This easy fix could eliminate harmful chemical exhaust from home heaters

Efficient heaters have a dark side, releasing harmful chemicals into the air, but a new add-on could fix them.

In the US, 43% of all the energy consumed in the home is used to keep us warm, and the bulk of this is from natural gas furnaces.

Gas heat has become steadily more efficient over the past decade, under stricter regulations by the Department of Energy. 

But as calls to eliminate greenhouse emissions become more and more urgent, researchers are increasingly concerned that we still are off course to meet our climate goals.

The challenge: While the goal of carbon-free heating could one day be reached with electric heaters powered by renewable energy, the logistics required to replace gas heaters entirely will be enormous, and could take years to achieve. 

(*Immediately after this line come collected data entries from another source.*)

PR #229, opened 2024-01-11
Implement NoDataStrategy to deal with optional setup_functions

### LINKED ISSUE #208: Compatibility with nodata requirements of core
### Kind of request

### Enhancement Description

The current version of hydromt_wflow does not work with core 0.9 because of how missing data is handled in the `DataAdapters`. I propose a new method here: https://github.com/Deltares/hydromt/issues/584. Implementing this with the current behaviour of the wflow plugin (ignore) could be as simple as adding a flag to ignore missing data (like reservoirs) or to raise if the component is critical for the model (like rainfall).

### Use case

If I want to run with the main branch of HydroMT (in this case for the cloud pilot), this feature should be implemented.

### Additional Context

_No response_

JoostBuitink:
## Issue addressed
Fixes #208, but needs https://github.com/Deltares/hydromt/issues/731 to be fixed in order to work.

## Explanation
Implemented a NoDataStrategy that ignores errors for the optional setup function (lakes, reservoirs, glacier and gauges). Now a warning is returned (in stead of an error), similar to the old behavior of hydromt_wflow. However, as the NoDataStrategy is currently incomplete in HydroMT-core, we need https://github.com/Deltares/hydromt/issues/731 to be fixed before this fix works.

## Checklist


JoostBuitink:
Stable tests are failing, because I believe that they do no yet use the latest version of hydromt (v0.9.3).

hydromt_wflow/wflow.py
```diff
@@ -1677,6 +1692,8 @@ def setup_reservoirs(
 
             for option in res_toml:
                 self.set_config(option, res_toml[option])
+        else:
+            self.logger.info("Skipping method, as no data has been found")
```
dalmijn, line 1696: I'd say, for consistency's sake, make this the same as the other methods, i.e.:
```Python
if ... is None:
    logger.warning(< warning message >)
    return
```

dalmijn (changes requested):
Thanks for the good work! LGTM. I'd only request that `setup_reservoirs` is structured the same in this regard as the other methods.

Starphire1:
I'm excited about a new release. It would be great to have water level management and inflow/outflow calculations for lakes/reservoirs (if possible). It would also be nice if the created toml file at model build stage includes, e.g. lake = "wflow_lakelocs" and reservoir = "wflow_reservoirlocs" to reduce a manual model build step. The reservoir model build has been an exciting new addition to the model. Thanks for all the updates!

dalmijn (approved):
LGTM.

In the meantime, the priority for many researchers is to push the efficiency of gas heaters as far as possible, so we get the most heat with the lowest amount of emissions.

In the US, 43% of all the energy consumed in the home is used to keep us warm, and the bulk of this is from natural gas furnaces.

Today, the best designs available to everyday consumers are “condensing furnaces.” They use secondary heat exchangers to capture and recycle the heat contained in hot exhaust from the furnace – boosting their efficiency to over 90%.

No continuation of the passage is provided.